The design of Fort Tigné was mainly based on the Lunette d'Arçon, as well as the work of Marc René, marquis de Montalembert. The final design by Antoine Étienne de Tousard resulted in a revolutionary fortification, which made it one of the oldest polygonal forts in the world.

The most noticeable feature of the fort is the circular keep. This was modeled on the reduit de surete of the Lunette d'Arçon, and it also bears similarities to the tour-reduits built in Malta in the early 18th century (the only surviving example is Vendôme Tower). It had two rows of musketry loopholes, and its roof contained a parapet with four embrasures. The latter was replaced with a sloping parapet to mount a single gun in the 1860s. The keep also contains the main gate, above which is a commemorative plaque.

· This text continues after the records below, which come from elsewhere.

Issue #560, opened 2026-07-26
STS default fit is not a faithful port of R STS.R init (prevalence η / Σ⁻¹ approximated, not STM-spectral); validate against the faithful profile


nealcaren:
## Summary

The STS cross-implementation validation leg (`parity/sts_r_compare.py`) deterministically
**fails**: topica-STS aligns to the authors' R reference (poliblog RDS) at **0.849**, tripping
the relative gate `sts_vs_ref > stm_vs_ref − 0.1` (0.849 vs 0.859). The docstring's expectation
is "mid-0.90s," and the leg was green through 0.34.0. This surfaced during the 0.52.0 paper
regeneration; it is **not** caused by 0.52.0.

## Bisect (each point = rebuild + full R+STS+STM run)

| Point | topica-STS ↔ R-STS | topica-STM ↔ R-STM |
|---|--:|--:|
| v0.34.0 | **0.930** ✅ | 0.976 |
| `cd59840` (parent of #474) | **0.930** ✅ | 0.976 |
| current (0.52.0) | **0.849** ❌ | 0.959 |

**Root cause: `c4272f4` — "feat(sts): reference-fidelity fitting profiles (paper + CRAN) (#454) (#474)".**
It is the only substantive change to `src/sts.rs` in the window (the other, #413, is determinism
plumbing). Ironically, the commit intended to *improve* reference fidelity dropped R-alignment by
~0.08. STM alignment did **not** rise (0.976→0.959), so this is an STS-side regression, not the
relative gate tightening.

The parity fit call is byte-identical across the window
(`STS(num_topics=K, init="spectral").fit(..., iters=50, kappa_estimation="lasso")`), so the
regression is a **default-behavior change inside `.fit()`**. #474 added a `reference: str = "none"`
profile parameter and, on the default `"none"` + `"lasso"` path the harness uses, introduced
phi-mass-weighted sentiment aggregation and half-step κ damping.

## Mechanism (measured)

The misalignment concentrates in the topics where topic signal is "parked in the sentiment
direction": on poliblog K=5, topics 1 & 3 have sentiment latent mean ≈0.20 with std ≈0.01, and
for those `cos(β@mean, β@neutral) = 0.011` — the at-mean representative is **hypersensitive**, so
topica's and R's slightly different κ_t/κ_s splits land in visibly different topic-words, dragging
the 5-topic average from ~0.95 to 0.849. The extraction is correct (`topic_word_at(level)` =
[...]

PR #561, opened 2026-07-26
fix(sts): faithful STS.R initialization; default reproduces R (#560)

nealcaren:
## Summary

topica's `STS` default fit diverged from the Chen & Mankad (2024) reference, aligning to the authors' poliblog fit at a topic-word cosine of **0.849** where the reference expects the mid-0.90s — the validation leg (`parity/sts_r_compare.py`) had begun failing. This makes the default fit a **faithful port** of R's `STS.R`, so `topica.STS(...).fit(...)` reproduces the reference out of the box.

## Root cause (verified against the R source)

The reference-init path was not faithful. It *approximated* the prevalence latents from a phi log-ratio and built Σ from the init-eta variance. I dumped what R's `STS.R` actually seeds from — `stm(..., max.em.its = 0)` on the poliblog corpus — and it returns **`eta = 0`** and **`invsigma = diag(1/20)`** exactly. So the faithful init is simply: prevalence latents at **0**, Σ = **diag(20)** across all `2K−1` dims, sentiment latents = centered seed, then the κ warm-start. The old default also used Σ=identity (variance 1, not 20) and the topica-native **ridge** κ estimator — R uses **lasso**.

## Changes
- **`src/sts.rs`** — `reference_init` rewritten to R's exact seed (η=0, Σ=diag(20)); phi-approximation removed.
- **`src/python/mod.rs` / `.pyi`** — the default fit now uses the reference init, and the default κ estimator is **`lasso`** (R `STS.R`'s default) instead of ridge. Ridge stays an opt-in (`kappa_estimation="ridge"`) for large-K regimes. Docstrings corrected.
- **`parity/sts_r_compare.py`** — validates against the faithful profile.

## Result (real R, end-to-end)

| | before | after |
|---|--:|--:|
| default `topica.STS(...)` ↔ R-STS | 0.849 | **0.942** |
| topica-STM ↔ R stm (baseline) | 0.959 | 0.959 |
| leg status | FAIL | **OK** |

The alignment is a *consequence* of replicating R's init, not tuning to the threshold. On this corpus lasso is also ~3× faster than ridge (144s vs 464s/fit), so the faithful default is faster here too.

## Verification
- 302 Rust tests + 29 Python STS tests pass; `./scripts/preflight.sh` green.
- Diagnosis is grounded in the reference `Code/STS.R`, `opt.kappa.R`, and a direct dump of `stm(max.em.its=0)$eta`/`$invsigma`.

## Notes / follow-ups
- Corrects the record on #560: an earlier bisect wrongly blamed #474 (which is innocent — tested at 0.930). The exact commit that regressed 0.930→0.849 is a later non-STS change and is now moot, since the default is faithful by construction.
- The paper's `parity`-generated validation files need one regen to pick up the fixed STS + the 0.52.0 stamp (separate).

Refs #560

### DIFF
--- a/parity/sts_r_compare.py
+++ b/parity/sts_r_compare.py
@@ -202,9 +202,14 @@ def run(verbose: bool = True) -> dict:
     K = r_sts.shape[0]
     X = rating.reshape(-1, 1)
     sts = STS(num_topics=K, init="spectral")
+    # reference="paper" replicates Chen & Mankad's STS.R init faithfully: prevalence
+    # latents at 0 and Σ = diag(20) (their stm(max.em.its=0) returns eta=0,
+    # invsigma=diag(1/20)), the "lasso" (plain group-mean) κ estimator, and the
+    # centered-seed sentiment init. This is the profile the reference RDS was produced
+    # with, so it is what we validate against.
     sts.fit(docs, sentiment_seed=rating.tolist(), prevalence=X,
             prevalence_names=["rating"],
-            iters=50, kappa_estimation="lasso")  # match the reference's kappa estimator
+            iters=50, kappa_estimation="lasso", reference="paper")
     stm = STM(num_topics=K, init="spectral")
     stm.fit(docs, X, prevalence_names=["rating"], iters=80)
 
--- a/python/topica/_topica.pyi
+++ b/python/topica/_topica.pyi
@@ -916,17 +916,20 @@ class STS:
 
         EM stops once the relative change in the variational bound falls below
         convergence_tol or after iters iterations. kappa_estimation chooses the
-        topic-word estimator: None (default) uses the topica-native "ridge" unless a
-        reference profile overrides it; "ridge" (fast, topica-native; kappa_ridge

The main body of the fort consisted of a diamond-shaped structure made up of two flanks and two faces. The two faces and the right flank originally had embrasures, but they were dismantled in the late 19th century by the British. A blockhouse, with courtyards on either side, was located in the centre of the fort.

The main structure and the keep were surrounded by a ditch, which had three counterscarp musketry galleries. These were also significantly altered by the British.

The British also built three emplacements for breech-loading (BL) guns on the fort's glacis.

==Tignè Tunnels==
Underneath the fort there is a maze of tunnels stretching for kilometres. These where dug before World War II by hand.